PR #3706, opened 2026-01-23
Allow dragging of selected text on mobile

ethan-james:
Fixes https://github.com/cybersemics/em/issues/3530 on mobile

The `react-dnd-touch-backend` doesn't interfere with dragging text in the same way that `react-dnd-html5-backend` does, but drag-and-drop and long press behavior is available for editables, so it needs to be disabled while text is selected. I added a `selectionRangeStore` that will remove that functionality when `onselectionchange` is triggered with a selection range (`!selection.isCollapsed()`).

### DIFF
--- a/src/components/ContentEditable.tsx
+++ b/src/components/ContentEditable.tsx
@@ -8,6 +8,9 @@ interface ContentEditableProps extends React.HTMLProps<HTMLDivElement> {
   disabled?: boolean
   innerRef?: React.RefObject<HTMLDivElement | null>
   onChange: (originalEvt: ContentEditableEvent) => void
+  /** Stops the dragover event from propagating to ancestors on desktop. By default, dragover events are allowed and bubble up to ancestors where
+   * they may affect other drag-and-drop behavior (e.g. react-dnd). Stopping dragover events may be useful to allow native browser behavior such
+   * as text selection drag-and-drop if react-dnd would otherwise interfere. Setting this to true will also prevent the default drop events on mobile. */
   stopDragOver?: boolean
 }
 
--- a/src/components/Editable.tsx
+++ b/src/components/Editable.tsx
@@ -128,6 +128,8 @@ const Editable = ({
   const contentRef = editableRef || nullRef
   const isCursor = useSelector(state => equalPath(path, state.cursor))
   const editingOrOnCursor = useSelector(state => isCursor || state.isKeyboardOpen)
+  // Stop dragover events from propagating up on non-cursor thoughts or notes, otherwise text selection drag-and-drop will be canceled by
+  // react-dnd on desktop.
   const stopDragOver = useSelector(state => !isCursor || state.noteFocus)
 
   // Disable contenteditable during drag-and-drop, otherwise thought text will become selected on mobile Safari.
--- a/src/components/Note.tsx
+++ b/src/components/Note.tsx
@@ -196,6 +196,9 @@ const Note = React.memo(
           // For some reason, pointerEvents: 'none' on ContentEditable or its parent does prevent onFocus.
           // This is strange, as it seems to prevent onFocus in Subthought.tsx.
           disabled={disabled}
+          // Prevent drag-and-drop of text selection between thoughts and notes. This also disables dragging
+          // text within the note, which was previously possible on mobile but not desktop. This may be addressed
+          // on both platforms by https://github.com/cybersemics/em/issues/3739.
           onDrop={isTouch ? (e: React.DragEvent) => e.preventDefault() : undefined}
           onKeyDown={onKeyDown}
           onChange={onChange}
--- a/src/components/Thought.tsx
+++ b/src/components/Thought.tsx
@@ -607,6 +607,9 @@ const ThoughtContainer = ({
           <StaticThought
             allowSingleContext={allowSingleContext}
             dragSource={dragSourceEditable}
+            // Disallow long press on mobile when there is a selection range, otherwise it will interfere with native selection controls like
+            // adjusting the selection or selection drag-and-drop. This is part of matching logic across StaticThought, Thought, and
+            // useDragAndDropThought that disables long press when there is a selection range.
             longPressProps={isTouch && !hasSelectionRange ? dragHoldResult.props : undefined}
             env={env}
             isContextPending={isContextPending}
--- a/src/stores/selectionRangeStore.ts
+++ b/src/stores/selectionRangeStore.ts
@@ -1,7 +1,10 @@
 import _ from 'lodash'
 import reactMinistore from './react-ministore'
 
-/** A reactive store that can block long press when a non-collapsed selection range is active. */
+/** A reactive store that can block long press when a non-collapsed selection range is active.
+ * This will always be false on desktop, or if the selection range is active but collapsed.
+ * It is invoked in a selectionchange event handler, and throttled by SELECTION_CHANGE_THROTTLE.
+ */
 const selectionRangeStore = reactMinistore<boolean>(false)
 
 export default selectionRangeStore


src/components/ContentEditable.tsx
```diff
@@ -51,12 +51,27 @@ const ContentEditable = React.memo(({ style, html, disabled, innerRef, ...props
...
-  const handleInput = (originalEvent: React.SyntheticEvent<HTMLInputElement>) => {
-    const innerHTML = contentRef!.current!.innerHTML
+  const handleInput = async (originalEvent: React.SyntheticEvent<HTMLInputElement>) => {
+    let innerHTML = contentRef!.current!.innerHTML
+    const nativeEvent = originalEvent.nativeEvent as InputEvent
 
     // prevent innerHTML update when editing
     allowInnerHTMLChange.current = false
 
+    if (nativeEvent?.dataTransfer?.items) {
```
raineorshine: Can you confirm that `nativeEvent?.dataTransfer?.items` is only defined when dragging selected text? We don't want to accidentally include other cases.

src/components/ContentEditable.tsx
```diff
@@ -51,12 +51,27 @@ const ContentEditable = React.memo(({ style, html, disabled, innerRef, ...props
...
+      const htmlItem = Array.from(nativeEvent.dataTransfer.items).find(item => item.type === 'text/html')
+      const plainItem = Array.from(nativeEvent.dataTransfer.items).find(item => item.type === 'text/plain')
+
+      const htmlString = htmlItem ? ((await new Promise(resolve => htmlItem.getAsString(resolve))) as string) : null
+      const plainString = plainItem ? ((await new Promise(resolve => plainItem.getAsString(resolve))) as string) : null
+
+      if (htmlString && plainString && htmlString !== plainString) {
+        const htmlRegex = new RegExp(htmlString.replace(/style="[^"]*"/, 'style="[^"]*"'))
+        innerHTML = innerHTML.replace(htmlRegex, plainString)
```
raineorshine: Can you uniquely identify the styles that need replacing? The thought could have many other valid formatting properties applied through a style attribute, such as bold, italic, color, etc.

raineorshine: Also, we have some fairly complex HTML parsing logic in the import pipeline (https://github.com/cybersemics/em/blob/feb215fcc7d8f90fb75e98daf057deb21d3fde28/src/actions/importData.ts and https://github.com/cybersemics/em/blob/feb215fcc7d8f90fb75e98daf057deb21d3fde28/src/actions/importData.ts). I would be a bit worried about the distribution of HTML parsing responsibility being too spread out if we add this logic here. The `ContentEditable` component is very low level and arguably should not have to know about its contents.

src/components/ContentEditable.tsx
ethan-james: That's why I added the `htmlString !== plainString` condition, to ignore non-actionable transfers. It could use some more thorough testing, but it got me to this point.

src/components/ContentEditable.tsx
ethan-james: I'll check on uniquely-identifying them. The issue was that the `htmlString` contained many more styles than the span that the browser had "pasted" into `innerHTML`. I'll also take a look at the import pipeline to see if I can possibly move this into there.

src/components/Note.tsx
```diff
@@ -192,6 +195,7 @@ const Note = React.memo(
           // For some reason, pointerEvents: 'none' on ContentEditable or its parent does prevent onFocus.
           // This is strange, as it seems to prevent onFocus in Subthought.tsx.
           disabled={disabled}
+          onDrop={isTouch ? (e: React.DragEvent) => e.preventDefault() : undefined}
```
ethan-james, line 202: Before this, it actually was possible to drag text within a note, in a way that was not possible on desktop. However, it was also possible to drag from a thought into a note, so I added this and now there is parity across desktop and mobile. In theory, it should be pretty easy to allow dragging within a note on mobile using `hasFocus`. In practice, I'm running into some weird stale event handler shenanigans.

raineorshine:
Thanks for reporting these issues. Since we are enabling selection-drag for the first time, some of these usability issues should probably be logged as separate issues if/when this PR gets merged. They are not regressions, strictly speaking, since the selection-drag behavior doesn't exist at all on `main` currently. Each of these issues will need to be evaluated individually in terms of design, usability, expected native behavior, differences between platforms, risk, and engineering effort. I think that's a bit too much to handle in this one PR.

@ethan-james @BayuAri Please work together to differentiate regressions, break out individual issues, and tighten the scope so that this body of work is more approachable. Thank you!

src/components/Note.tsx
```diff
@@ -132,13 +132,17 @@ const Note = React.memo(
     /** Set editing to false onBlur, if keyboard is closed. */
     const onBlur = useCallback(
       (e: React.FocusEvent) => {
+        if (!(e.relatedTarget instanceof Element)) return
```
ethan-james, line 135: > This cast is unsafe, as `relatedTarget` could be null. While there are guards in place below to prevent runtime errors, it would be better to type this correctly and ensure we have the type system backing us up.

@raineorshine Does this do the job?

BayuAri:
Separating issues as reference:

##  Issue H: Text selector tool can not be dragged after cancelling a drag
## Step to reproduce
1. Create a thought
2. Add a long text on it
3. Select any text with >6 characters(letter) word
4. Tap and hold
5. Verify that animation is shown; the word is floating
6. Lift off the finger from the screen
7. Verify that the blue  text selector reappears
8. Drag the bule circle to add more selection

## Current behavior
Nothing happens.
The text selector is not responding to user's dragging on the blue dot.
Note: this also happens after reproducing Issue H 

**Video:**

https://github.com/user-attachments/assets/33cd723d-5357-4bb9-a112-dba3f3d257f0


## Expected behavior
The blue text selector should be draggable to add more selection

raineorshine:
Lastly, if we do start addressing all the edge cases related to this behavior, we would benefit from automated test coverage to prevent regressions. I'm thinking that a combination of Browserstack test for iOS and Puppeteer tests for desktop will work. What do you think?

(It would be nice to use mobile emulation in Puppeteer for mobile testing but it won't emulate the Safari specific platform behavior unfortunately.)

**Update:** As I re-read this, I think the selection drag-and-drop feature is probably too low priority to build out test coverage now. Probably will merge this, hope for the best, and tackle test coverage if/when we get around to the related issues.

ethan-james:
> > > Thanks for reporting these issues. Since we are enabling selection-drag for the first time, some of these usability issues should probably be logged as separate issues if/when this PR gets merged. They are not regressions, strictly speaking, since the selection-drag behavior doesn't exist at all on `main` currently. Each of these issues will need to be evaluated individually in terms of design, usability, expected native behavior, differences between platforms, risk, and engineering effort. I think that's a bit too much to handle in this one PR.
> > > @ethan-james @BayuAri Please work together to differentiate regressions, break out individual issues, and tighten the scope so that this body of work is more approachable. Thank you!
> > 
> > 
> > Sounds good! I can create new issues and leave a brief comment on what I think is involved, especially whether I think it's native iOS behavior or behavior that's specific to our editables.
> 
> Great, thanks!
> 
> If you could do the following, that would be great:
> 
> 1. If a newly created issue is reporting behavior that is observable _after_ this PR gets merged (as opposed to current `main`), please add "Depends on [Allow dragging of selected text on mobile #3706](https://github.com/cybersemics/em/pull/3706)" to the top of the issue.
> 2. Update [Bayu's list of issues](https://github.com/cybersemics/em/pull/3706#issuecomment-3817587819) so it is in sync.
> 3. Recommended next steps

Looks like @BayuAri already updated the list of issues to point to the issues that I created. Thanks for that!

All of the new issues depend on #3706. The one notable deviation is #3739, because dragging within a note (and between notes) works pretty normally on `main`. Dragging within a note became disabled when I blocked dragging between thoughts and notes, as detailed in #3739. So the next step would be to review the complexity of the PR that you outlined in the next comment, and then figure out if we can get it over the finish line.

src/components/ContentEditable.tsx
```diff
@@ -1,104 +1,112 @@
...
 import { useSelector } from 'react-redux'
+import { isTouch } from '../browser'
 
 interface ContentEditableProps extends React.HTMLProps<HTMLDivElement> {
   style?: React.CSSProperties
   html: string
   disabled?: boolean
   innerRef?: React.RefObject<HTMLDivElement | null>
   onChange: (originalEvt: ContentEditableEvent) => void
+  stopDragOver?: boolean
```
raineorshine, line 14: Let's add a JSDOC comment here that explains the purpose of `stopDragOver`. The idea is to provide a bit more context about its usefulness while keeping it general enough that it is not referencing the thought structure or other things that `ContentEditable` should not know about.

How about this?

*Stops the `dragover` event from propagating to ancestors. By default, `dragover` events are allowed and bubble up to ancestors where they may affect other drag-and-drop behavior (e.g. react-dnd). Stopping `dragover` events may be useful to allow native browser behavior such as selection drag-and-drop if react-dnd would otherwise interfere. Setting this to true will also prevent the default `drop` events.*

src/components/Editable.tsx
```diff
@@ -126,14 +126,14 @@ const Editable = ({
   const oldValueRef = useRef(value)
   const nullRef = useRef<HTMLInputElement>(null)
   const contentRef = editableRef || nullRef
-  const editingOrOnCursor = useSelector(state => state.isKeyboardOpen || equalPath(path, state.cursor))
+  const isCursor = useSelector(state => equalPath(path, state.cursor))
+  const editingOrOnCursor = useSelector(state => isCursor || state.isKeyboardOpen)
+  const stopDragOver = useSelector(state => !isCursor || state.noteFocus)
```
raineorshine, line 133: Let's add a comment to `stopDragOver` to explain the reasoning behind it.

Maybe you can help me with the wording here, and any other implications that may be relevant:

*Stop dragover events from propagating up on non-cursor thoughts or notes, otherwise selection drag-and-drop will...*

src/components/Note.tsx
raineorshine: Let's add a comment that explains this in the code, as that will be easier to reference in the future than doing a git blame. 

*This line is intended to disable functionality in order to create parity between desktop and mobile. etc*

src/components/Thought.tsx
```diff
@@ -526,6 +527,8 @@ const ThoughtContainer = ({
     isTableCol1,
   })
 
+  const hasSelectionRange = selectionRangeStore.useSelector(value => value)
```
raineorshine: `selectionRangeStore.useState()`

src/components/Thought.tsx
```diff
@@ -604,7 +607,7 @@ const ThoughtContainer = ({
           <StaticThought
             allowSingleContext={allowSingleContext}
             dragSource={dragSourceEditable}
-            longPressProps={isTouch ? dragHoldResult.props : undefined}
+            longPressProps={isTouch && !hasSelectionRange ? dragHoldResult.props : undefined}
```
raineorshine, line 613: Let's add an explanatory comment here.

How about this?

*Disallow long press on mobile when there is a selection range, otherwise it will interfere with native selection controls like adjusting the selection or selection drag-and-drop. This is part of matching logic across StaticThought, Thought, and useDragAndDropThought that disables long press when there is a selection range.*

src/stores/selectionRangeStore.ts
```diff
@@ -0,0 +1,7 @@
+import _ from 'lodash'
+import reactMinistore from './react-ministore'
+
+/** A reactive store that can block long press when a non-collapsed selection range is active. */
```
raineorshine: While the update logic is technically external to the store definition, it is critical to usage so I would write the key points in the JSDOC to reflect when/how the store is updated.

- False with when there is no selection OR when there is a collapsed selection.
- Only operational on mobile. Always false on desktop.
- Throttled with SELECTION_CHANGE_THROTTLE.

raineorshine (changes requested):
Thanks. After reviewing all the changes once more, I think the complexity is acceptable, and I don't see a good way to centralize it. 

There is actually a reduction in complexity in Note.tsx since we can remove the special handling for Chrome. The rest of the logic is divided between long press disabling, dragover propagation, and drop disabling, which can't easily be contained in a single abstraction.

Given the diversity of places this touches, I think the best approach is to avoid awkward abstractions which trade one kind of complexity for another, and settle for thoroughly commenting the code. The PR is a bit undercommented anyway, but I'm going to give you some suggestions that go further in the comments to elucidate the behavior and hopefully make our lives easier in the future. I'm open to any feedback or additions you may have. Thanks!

______

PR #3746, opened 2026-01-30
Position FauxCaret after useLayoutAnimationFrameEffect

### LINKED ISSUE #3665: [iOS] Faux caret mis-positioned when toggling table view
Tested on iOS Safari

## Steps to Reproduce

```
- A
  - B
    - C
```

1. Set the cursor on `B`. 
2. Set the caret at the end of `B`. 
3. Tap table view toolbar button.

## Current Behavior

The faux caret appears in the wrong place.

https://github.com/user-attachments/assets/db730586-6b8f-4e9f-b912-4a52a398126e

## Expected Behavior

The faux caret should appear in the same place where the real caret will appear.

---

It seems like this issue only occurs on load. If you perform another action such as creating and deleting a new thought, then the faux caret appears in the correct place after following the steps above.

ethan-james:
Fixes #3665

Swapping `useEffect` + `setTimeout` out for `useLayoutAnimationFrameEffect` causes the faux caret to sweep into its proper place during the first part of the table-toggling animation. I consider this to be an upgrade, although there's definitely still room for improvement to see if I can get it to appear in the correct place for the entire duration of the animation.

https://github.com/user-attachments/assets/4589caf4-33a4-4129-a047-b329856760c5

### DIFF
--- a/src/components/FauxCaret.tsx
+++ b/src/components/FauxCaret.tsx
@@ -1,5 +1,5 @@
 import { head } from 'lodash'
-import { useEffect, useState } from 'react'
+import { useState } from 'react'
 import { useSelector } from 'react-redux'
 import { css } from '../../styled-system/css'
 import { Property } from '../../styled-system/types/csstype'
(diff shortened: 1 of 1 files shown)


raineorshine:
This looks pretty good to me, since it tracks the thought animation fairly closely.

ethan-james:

______

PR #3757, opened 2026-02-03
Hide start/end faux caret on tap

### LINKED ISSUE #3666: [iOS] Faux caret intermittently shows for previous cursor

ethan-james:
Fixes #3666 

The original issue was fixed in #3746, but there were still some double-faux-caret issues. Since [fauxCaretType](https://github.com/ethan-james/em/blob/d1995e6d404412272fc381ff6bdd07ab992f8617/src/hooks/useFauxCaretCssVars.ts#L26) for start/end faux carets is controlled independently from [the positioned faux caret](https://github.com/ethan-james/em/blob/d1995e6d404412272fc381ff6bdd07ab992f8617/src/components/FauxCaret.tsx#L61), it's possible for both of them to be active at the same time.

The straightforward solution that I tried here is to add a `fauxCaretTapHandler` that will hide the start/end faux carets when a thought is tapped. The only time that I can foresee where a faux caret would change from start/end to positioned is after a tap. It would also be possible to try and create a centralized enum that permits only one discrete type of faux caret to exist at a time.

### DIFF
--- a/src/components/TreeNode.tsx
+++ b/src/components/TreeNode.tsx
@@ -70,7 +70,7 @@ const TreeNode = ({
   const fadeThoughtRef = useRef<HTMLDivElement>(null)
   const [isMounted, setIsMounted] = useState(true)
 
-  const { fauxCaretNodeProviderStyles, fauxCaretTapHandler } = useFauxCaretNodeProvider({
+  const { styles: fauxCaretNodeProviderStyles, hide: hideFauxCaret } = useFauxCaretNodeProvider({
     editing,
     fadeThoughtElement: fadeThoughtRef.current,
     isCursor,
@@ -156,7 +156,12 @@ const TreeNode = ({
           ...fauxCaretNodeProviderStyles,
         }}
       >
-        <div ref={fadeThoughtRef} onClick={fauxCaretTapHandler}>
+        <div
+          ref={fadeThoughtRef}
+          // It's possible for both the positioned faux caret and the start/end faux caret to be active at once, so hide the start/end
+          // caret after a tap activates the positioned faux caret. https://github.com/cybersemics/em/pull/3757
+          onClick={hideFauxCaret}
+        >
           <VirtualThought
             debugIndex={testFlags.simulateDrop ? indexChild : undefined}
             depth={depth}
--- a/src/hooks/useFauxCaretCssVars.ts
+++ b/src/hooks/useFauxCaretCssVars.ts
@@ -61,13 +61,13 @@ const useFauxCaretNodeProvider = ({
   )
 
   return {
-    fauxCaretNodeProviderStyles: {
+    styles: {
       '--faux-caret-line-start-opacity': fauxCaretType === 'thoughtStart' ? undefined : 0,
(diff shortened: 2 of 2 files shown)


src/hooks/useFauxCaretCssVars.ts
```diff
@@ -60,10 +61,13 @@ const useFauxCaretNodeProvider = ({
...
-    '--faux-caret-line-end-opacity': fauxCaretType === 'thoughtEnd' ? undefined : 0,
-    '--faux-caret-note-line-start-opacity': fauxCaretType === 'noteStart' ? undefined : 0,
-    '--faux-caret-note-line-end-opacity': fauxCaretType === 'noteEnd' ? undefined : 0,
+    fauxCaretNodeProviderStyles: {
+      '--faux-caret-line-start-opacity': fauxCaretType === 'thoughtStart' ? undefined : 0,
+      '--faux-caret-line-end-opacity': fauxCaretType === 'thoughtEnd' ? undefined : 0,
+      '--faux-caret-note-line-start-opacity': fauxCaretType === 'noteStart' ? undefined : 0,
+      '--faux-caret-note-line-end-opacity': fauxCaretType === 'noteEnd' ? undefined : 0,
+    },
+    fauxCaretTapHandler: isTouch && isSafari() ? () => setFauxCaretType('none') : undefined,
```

______

Where in the entries does the word "then" occur? Copy out each line that has it.

▶ **Answer to this problem**
All of the new issues depend on #3706. The one notable deviation is #3739, because dragging within a note (and between notes) works pretty normally on `main`. Dragging within a note became disabled when I blocked dragging between thoughts and notes, as detailed in #3739. So the next step would be to review the complexity of the PR that you outlined in the next comment, and then figure out if we can get it over the finish line.
It seems like this issue only occurs on load. If you perform another action such as creating and deleting a new thought, then the faux caret appears in the correct place after following the steps above.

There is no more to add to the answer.